A year later, on the half-centennial of the signing of the Declaration of Independence, Thomas Jefferson, the author of the document, and John Adams, a signer, both died, Jefferson at home in Virginia, Adams in Massachusetts. In 1826 Adams was 91, Jefferson 83.
The two men had become bitter political rivals in the early years of the Republic. Jefferson had hired a pamphleteer to smear Adams while the two were running for the presidency in 1800. The pamphleteer was a man named James Callendar, and the smear, while untrue, was believed by enough people to win Jefferson the election. Callendar went to prison over the libel and emerged a year later angry with Jefferson for the unpaid bill. He got his revenge by publishing a true story about the sitting president: that he'd had an affair with one of his slaves, a woman by the name of Sally Hemings, and had fathered children by her. The story dogged Jefferson for the rest of his life.

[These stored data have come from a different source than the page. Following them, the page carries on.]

PR #42, opened 2020-01-09
Add package config and stubs for ansible test runner

awcrosby:
The PR supports https://github.com/ansible/galaxy-dev/issues/194 by adding a config to to the galaxy-importer, and to run a container with ansible-test in multiple infrastructures.


alikins:
@awcrosby Is there a galaxy-dev issue this is related to?  If so, mention it in a commit messages and pr description.

awcrosby:
@alikins I updated the pr description, ill make sure the commit that gets merged has the reference

galaxy_importer/ansible_test/runner.py
```diff
@@ -0,0 +1,58 @@
...
+        if not self.cfg.infra_pulp:
+            self._run_ansible_test_local()
+            return
+
+        image = self._build_img_with_artifact()
+
+        if self.cfg.infra_osd:
+            self._run_image_openshift_job(image)
+        else:
+            self._run_image_local(image)
```
alikins: Since this class currently does 3 or 4 things:
- decide which way run ansible test
- run ansible-test local
- build a container image
- run container image in openshift
- run container image locally

May be easier to:
- split the config based decision to it's own method (module level, or even elsewhere )
- define the AnsibleTestRunner "public" API  (ie, just the init and run())
- provides implementations for LocalAnsibleTestRunner(), OpenshiftJobTestRunner(), LocalImageTestRunner()

That may make it easier to make a plugin or entrypoint at some point.
Would also make the impl classes more focused.
Would let the impl classes be in separate modules with just the python modules they need (ie, so only ansible_test.runner.openshift_runner is the only modules that needs to import openshift modules)

galaxy_importer/config.py
```diff
@@ -0,0 +1,66 @@
...
+# along with Galaxy.  If not, see <http://www.apache.org/licenses/>.
+
+import configparser
+import os
+
+
+FILENAME = 'galaxy-importer.cfg'
+
+
+class Config(object):
```
alikins: Could the config be in yaml? May make it easier for other tools to generate/modify the config file (write support for ini files is sometimes iffy...). Also fits in the kubernetes/openshift approach. ansible (and ansible-test) itself uses a random mixmash of ini, yaml, json, etc so ini wouldn't be out of place. 

But probably doesn't really matter. Especially if the config options are small. And more so if the loading/serializing and config instance get decoupled where it would be :v:easy:v: (airquote) to change the format.

tests/test_config_runner.py
```diff
@@ -0,0 +1,114 @@
...
+        assert cfg.infra_pulp is False
+        assert cfg.infra_osd is False
+
+
+def test_runner_no_config_file(mocker):  # noqa F811
+    config.Config()._load_config()
+    ansible_test_runner = runner.AnsibleTestRunner()
+    mocker.patch.object(ansible_test_runner, '_run_ansible_test_local')
+    ansible_test_runner.run()
+    assert not ansible_test_runner._run_ansible_test_local.called
```
alikins: I would suggest moving all the tests for the config loader from galaxy_import.config and it's formats to tests/test_config.py
And moving the tests related to _import.ansible_test.runner.AnsibleTestRunner[s]
tests/ansible_test/test_runner.py.

That way the tests/test_* names match the names in the source. And the AnsibleTestRunner tests are separated and moved to a matching test file name.

awcrosby:
> I would like to see a single Config() instance created and passed around instead of trying to make it singleton-esque.

@alikins  Possible issue there... main() is only called when using standalone not when called by pulp_ansible, so `galaxy_importer/ansible_test/runner.py` would conditionally need to create the single instance and we probably want to avoid that.

Maybe this approach?: `galaxy_importer/__init__.py` does similar to your suggested approach:
```
import config
config_data = config.ConfigFile().load()
config.set_config_module_global_vars(config_data=config_data)  
```
Then other modules `import config` module and have access to module global vars.

README.md
```diff
@@ -19,3 +19,23 @@ Run parsing/validation standalone to view log output and importer result for a b
 `python -m galaxy_importer.main [collection_artifact_file]`
 
 View log output in terminal, and view the importer result in the written file `importer_result.json`
+
+
+### Configuration
+
+An optional ini configuration file is supported, the following locations are checked in this order:
```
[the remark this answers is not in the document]
awcrosby: I was following ansible.cfg, and hoping ConfigParser would be useful, but open to using yaml

galaxy_importer/config.py
```diff
@@ -0,0 +1,66 @@
...
+
+    def _load_config(self):
+        """Set config to defaults and update with any file config."""
+
+        self._shared_state.update(self.DEFAULTS)
+
+        file_path = None
+        file_locs = [
+            f'/etc/galaxy-importer/{FILENAME}',
+            os.path.join(os.path.dirname(__file__), FILENAME),
```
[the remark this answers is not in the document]
awcrosby: developer could add for testing, also could be adding during collection explorer packaging if all bits need to be self-contained and not rely on /etc, user running in standalone mode could put a config file there but probably more likely /etc

galaxy_importer/config.py
```diff
@@ -0,0 +1,66 @@
...
+        """Set class attrs to shared state and load config if not loaded."""
+        self.__dict__ = self._shared_state
+        if not self._is_loaded:
+            self._is_loaded = True
+            self._load_config()
+
+    def _load_config(self):
+        """Set config to defaults and update with any file config."""
+
+        self._shared_state.update(self.DEFAULTS)
```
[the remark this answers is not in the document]
awcrosby: this supports multiple instances being created and ensures config loaded only once. instances are created in main() and galaxy_importer/ansible_test/runner.py

galaxy_importer/collection.py
```diff
@@ -56,6 +57,8 @@ def _import_collection(file, filename, logger):
             pkg_tar.extractall(extract_dir)
         data = CollectionLoader(extract_dir, filename, logger=logger).load()
 
+    runner.AnsibleTestRunner(logger=logger).run()
```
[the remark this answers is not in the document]
awcrosby: > Could AnsibleTestRunner be a post_load_plugin?

For entrypoint post_load_plugins, I was hoping to reduce extra packaging work (plus right now we have 1 flavor of running ansible-test in its own hub_importer_plugin repo).

> Would you ever need to run AnsibleTestRunner more than once per collection?

Right now I don't think so

galaxy_importer/ansible_test/runner.py
```diff
@@ -0,0 +1,58 @@
...
+
+
+default_logger = logging.getLogger(__name__)
+
+
+class AnsibleTestRunner(object):
+    """Runs ansible-test on collection, dependent on config."""
+
+    def __init__(self, logger=None):
+        self.log = logger or default_logger
```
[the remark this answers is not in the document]
awcrosby: pulp_ansible passes a logger when calling collection.import_collection(), and that gets passed throughout the galaxy-importer modules

galaxy_importer/ansible_test/runner.py
awcrosby: I think splitting it up like this makes sense

tests/test_config_runner.py
awcrosby: Incorporated

README.md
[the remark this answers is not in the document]
alikins: That's more or less my assumption. In this case, I think either way conserves misery... yaml is better, but different is also harder. 

If it is working as is, that is okay with me.

galaxy_importer/config.py
```diff
@@ -0,0 +1,86 @@
...
+    }
+    IS_LOADED = False
+    CONFIG_DATA = {}
+
+    def __init__(self):
+        """Load config once and store inside class variable CONFIG_DATA.
+        Populate instance from class variable CONFIG_DATA."""
+
+        if not Config.IS_LOADED:
+            Config.IS_LOADED = True
```
alikins: Often changing class variables (IS_LOADED, CONFIG_DATA) at runtime can lead to odd and difficult to debug behavior. I'm not sure I would be able to predict the expected behavior is this class is instantiated multiple times
especially after Config.CONFIG_DATA is updated with config_file_data.  It is singleton-ish but for lack of better words, it seems kind of odd and troubleprone to me.

And again, if this is something that is required to work around some ansible-test weirdness, it may be unavoidable.

tests/test_runner.py
```diff
@@ -0,0 +1,80 @@
...
+    try:
+        dir = os.path.dirname(os.path.dirname(__file__))
+        config_file = os.path.join(dir, 'galaxy_importer', 'galaxy-importer.cfg')
+        yield config_file
+    finally:
+        os.remove(config_file)
+
+
+def test_get_runner_no_config_file():
+    config.Config.IS_LOADED = False
```
alikins: config.Config.IS_LOADED is false by default isnt it?  It shouldn't need to be set before the tests.  If it is getting changed at runtime by the config.Config.__init__() that is a symptom of the complexity of changing class variables dynamically.

galaxy_importer/collection.py
```diff
@@ -56,6 +57,10 @@ def _import_collection(file, filename, logger):
             pkg_tar.extractall(extract_dir)
         data = CollectionLoader(extract_dir, filename, logger=logger).load()
 
+    ansible_test_runner = runners.get_runner()
```
alikins: a config.Config() instance could be passed into import_collection() and passed to runners.get_runner().

That would potentially allow each collection import to use a different test runner config/context.

galaxy_importer/ansible_test/runners/__init__.py
```diff
@@ -0,0 +1,42 @@
...
+from .image import LocalImageTestRunner
+from .openshift_job import OpenshiftJobTestRunner
+
+
+default_logger = logging.getLogger(__name__)
+
+
+def get_runner():
+    """Decide which runner class to run ansible-test based on config."""
+    cfg = config.Config()
```
alikins: Could a config.Config() instance be passed into get_runner()?

tests/test_runner.py
awcrosby: the config.Config.IS_LOADED state is maintained across tests, so it is set here to false to force config to reload.

awcrosby:
I was hoping to read from config file once instead of every import to save resources and since it shouldn't change after deployment. If it's ok to read from file on each import, then we can instantiate once and pass around as you mention.

If we don't want to read from file on each import, maybe we reuse this pattern we have used across several repos:
https://github.com/ansible/galaxy-importer/blob/master/galaxy_importer/utils/spdx_licenses.py

@alikins thoughts?

alikins:
@awcrosby I think it makes sense to only read the config file once per galaxy-importer process. And probably need to only create one Config() object per galaxy-importer process. 

But creating a Config() can be decoupled from loading the config file data, so it wouldn't matter how many Config() instances exist if they are all equal. In practice, likely only need to create one Config() instance and just creating it once is easier than making it singleton-ish and makes it easier to test.

alikins:
@awcrosby I'm thinking something along the lines of https://github.com/ansible/galaxy-importer/compare/master...alikins:pr42_config_cfg  
(note: that branch is completely untested or linted etc YMMV)

PR #45, opened 2020-02-06
Add openshift job to run ansible-test in container

awcrosby:
Part of https://github.com/ansible/galaxy-dev/issues/122

Adds openshift job definition that can run depending on the `galaxy-importer` config's infrastructure parameters. This temporarily uses a static image with an artifact already included, it will be updated to use pulp-container.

After the inauguration in 1801 Jefferson and Adams would not speak or write to each other for another decade. The reconciliation, when it came, was a warm one. The letters between Jefferson and Adams comprise one of the most interesting correspondences ever written, describing the intelligent differences of opinion––religious, philosophical, practical, political––which formed our country. Jefferson appears four times in A Book of Ages, John Adams five times.